From the nemo_run folder, launch the example with the qat/nemo_qat_flow.py script. To use a different model than the default model (Qwen3-8B), you can add the --model-name <hf-model-name> --finetune-recipe <recipe-name> flags and use the model's HuggingFace name and NeMo recipe names listed here. To provide your own custom dataset, use the --data-path flag, otherwise the default NVIDIA OpenScience dataset will be used.
To perform QAT, run:
python qat/nemo_qat_flow.py --log-dir /my/log/dir --experiment qat_experimentNOTE: To enable KV cache quantization, add
--enable-kv-cacheand specify qformat using--kv-cache-qformat <fp8, nvfp4>.
In order to train using QAD, launch the example with python qat/nemo_qat_flow.py --model-name <hf-model-name> --distill. It will utilize distillation_recipe with quantized student model and full precision teacher model to train the quantized model.
To perform QAD training, run:
python qat/nemo_qat_flow.py --distill --log-dir /my/log/dir --experiment qad_experiment --tensor_parallelism 4Locally this script currently supports models that can be trained on 1 node with 8 x 80GB GPUs. On Slurm you can configure the number of nodes/gpus for training and PTQ with the following flags: --train-nodes, --train-gpus, --ptq-gpus.
The default configuration works on 1 node with 4 H100 GPUs for PTQ and 8 H100 GPUs for training with the following model:
- Model: Qwen3-8B
- Recipe: qwen3_8b
Depending on the amount of memory your GPUs have, you may get an Out of Memory error. If that happens, add flags for --tensor_parallelism or --pipeline_parallelism (e.g. --tensor_parallelism 2).
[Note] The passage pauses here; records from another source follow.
PR #563, opened 2018-04-25
(PA-1991) Allow inheriting settings from a local project directory

caseywilliams:
Adds an `inherit_local_settings` function to the DSL that allows vanagon
projects to inherit settings from a vanagon project in a separate local
directory. Accepts a vanagon project name and a path to the project
directory. Does not offer the ability to specify a git revision - the files
are used as they are found.

This is intended to support https://github.com/puppetlabs/puppet-agent/pull/1414.

### DIFF
--- a/lib/vanagon/project/dsl.rb
+++ b/lib/vanagon/project/dsl.rb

By default the script will use the model/tokenizer's chat template, which may not contain the {% generation %} and {% endgeneration %} tags around the assistant tokens which are needed to generate the assistant loss mask (see this PR). To provide path to a custom chat template, use the --chat-template <my_template.txt> flag.
The current QAT recipe has been tuned for the Qwen3-8B model to improve accuracy on the MMLU benchmark after PTQ degradation. QAT/QAD results are highly dependent on the specific model, dataset, and hyperparameters. There is no guarantee that the same dataset will recover the accuracy of the PTQ model. Feel free to try your own model and dataset combinations and test which combination works best.